Saved entries
*** Begin section ***
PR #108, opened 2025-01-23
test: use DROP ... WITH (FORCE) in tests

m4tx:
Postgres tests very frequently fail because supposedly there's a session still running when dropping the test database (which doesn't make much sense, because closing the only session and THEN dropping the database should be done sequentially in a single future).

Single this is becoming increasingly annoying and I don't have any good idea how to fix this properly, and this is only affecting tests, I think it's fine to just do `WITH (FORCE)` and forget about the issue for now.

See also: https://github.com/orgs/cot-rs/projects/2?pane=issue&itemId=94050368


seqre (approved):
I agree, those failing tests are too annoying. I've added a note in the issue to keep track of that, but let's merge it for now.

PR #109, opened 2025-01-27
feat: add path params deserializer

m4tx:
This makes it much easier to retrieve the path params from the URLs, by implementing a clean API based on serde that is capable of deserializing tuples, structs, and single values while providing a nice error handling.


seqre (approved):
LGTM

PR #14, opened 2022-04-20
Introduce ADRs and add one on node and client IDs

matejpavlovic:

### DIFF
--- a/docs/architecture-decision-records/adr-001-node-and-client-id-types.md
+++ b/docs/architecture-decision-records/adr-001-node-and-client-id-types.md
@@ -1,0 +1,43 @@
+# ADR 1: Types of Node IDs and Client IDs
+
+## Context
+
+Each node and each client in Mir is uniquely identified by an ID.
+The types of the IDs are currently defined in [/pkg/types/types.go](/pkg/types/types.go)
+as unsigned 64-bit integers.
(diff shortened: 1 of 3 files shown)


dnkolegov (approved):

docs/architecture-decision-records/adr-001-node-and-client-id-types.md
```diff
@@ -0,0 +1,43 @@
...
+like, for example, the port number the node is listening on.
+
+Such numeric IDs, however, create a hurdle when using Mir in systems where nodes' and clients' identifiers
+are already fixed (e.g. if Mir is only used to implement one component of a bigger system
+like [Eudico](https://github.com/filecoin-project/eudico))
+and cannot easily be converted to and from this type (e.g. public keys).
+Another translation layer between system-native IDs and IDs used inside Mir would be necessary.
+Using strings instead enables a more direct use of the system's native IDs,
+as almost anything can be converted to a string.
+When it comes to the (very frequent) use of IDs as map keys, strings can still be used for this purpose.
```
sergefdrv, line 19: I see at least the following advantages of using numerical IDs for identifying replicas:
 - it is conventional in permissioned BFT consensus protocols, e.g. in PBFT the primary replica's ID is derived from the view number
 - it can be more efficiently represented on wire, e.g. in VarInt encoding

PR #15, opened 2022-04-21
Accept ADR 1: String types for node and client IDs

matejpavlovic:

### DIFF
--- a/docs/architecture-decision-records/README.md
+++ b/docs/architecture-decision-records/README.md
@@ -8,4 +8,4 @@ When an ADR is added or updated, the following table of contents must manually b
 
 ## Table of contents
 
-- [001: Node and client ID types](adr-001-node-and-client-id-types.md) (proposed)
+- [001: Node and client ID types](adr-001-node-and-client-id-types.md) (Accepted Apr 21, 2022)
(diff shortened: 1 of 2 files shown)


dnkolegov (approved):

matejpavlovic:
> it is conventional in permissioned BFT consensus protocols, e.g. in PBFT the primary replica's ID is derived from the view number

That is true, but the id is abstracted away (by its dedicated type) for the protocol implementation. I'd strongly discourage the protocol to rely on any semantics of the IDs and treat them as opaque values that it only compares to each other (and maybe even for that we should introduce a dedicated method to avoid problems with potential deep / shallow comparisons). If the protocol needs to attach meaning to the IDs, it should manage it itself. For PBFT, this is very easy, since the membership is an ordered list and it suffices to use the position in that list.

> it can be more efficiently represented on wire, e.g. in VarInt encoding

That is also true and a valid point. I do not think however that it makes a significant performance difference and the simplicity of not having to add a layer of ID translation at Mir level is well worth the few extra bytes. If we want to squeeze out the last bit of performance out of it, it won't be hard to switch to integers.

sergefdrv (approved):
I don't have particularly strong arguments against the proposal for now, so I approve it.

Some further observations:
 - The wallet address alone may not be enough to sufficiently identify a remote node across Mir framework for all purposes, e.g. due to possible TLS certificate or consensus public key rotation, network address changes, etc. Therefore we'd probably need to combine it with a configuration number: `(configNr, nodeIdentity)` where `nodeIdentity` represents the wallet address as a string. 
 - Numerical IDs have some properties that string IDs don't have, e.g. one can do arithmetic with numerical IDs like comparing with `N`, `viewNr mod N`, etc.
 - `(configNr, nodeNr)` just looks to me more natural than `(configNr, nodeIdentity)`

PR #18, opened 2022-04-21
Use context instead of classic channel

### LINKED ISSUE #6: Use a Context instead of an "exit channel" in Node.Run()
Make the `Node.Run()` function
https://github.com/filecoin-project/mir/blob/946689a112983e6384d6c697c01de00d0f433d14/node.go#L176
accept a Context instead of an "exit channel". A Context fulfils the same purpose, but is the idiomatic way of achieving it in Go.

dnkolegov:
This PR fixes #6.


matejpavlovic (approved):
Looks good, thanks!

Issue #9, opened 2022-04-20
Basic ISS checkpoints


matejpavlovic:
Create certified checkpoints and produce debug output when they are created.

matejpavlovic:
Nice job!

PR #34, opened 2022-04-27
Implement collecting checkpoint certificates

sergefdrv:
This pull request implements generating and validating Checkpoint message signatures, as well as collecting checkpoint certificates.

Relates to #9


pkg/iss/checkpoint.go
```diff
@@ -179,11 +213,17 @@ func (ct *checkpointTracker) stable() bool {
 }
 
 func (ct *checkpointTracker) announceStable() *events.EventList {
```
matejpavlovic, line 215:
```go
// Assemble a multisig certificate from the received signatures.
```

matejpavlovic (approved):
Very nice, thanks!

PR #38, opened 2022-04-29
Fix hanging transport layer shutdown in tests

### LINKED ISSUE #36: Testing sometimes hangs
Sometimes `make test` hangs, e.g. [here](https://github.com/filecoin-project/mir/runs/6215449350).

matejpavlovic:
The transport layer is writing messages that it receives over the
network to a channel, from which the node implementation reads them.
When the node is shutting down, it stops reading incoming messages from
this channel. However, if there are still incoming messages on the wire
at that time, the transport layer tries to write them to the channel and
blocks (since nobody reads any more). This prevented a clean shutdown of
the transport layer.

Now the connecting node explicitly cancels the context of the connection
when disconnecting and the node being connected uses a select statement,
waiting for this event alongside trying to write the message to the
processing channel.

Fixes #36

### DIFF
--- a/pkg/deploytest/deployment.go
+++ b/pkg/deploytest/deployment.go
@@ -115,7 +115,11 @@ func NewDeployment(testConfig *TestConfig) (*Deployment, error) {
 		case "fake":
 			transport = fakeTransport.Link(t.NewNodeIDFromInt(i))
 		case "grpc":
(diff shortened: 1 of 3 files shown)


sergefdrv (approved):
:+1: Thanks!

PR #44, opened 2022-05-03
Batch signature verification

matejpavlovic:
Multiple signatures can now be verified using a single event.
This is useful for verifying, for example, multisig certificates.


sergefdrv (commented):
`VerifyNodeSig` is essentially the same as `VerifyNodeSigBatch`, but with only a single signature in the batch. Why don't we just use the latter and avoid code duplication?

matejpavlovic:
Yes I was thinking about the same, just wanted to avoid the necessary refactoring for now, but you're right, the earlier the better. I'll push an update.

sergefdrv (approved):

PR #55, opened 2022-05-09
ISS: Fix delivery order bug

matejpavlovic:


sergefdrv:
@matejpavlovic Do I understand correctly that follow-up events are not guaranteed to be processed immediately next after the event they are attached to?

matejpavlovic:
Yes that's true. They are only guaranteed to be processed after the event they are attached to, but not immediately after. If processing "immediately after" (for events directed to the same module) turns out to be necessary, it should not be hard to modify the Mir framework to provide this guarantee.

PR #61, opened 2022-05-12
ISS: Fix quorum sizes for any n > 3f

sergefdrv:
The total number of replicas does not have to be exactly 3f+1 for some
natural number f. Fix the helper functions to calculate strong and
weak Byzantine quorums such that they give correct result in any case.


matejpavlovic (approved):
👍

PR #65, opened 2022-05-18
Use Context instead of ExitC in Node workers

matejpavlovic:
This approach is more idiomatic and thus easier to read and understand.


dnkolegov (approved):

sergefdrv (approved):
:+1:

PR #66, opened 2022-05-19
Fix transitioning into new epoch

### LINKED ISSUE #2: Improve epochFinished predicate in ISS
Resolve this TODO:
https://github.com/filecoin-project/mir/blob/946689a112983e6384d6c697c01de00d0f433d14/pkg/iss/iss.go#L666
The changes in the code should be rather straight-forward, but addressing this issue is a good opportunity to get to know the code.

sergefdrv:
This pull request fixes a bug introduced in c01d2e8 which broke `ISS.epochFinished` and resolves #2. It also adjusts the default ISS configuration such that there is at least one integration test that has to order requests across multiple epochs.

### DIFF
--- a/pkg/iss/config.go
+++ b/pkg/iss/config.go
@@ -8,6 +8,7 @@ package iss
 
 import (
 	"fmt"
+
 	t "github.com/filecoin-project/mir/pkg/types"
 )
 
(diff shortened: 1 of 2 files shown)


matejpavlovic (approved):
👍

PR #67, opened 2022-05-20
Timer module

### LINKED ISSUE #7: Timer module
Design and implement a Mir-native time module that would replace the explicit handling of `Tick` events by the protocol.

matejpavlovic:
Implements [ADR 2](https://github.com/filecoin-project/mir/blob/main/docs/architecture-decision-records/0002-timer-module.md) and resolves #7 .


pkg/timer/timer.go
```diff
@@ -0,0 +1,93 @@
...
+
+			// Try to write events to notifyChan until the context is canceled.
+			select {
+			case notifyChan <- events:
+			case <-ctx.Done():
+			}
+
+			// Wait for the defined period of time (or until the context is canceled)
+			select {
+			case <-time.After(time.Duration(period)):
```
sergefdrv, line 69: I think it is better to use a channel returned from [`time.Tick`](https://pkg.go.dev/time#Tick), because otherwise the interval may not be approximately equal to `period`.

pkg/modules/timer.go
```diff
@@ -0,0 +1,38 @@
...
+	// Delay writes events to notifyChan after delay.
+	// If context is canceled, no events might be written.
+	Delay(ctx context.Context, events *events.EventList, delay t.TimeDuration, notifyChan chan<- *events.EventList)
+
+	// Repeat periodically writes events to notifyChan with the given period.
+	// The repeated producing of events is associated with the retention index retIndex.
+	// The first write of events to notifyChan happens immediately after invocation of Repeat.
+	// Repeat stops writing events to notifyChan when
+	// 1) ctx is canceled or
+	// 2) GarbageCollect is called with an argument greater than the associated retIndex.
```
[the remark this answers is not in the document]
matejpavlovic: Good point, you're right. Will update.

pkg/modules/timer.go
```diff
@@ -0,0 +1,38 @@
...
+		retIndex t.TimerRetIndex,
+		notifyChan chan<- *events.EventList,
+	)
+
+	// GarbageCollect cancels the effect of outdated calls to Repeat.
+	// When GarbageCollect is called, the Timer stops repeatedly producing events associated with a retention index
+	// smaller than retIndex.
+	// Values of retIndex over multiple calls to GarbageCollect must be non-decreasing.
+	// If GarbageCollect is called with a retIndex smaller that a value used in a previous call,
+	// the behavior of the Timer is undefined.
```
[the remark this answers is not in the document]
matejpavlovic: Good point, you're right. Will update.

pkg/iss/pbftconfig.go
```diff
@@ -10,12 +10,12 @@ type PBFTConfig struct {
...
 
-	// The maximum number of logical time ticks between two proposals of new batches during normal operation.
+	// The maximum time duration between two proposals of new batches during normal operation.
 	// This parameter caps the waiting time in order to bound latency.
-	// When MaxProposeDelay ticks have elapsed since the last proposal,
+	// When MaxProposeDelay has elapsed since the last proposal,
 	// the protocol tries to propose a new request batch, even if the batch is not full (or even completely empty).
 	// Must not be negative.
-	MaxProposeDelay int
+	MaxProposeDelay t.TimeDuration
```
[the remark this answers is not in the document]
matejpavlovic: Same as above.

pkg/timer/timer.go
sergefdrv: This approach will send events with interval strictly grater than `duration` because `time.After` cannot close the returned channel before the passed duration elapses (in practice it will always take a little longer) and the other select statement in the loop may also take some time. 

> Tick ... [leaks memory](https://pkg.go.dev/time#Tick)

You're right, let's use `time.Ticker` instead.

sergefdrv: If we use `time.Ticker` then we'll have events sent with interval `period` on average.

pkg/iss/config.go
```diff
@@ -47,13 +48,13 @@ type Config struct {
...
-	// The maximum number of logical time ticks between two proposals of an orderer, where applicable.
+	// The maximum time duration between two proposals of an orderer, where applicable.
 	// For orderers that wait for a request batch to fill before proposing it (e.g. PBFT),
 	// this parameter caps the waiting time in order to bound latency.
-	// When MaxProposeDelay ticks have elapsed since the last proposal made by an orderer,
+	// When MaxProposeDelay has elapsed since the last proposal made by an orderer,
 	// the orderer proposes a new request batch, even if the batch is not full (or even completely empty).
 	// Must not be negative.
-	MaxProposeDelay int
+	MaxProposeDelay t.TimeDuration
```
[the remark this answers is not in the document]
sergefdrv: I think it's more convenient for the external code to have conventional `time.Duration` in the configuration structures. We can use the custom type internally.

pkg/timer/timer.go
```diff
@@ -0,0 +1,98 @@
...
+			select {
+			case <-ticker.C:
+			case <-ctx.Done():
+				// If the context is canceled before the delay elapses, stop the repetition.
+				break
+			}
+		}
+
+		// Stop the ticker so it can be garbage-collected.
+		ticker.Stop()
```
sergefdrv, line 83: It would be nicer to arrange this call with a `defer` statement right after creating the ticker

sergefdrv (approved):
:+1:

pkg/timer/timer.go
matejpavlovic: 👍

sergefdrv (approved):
*** End section ***
§ **Task instructions**
Pick out, from the lines above, every one that contains the string "represented".

§ **Task output**
 - it can be more efficiently represented on wire, e.g. in VarInt encoding
> it can be more efficiently represented on wire, e.g. in VarInt encoding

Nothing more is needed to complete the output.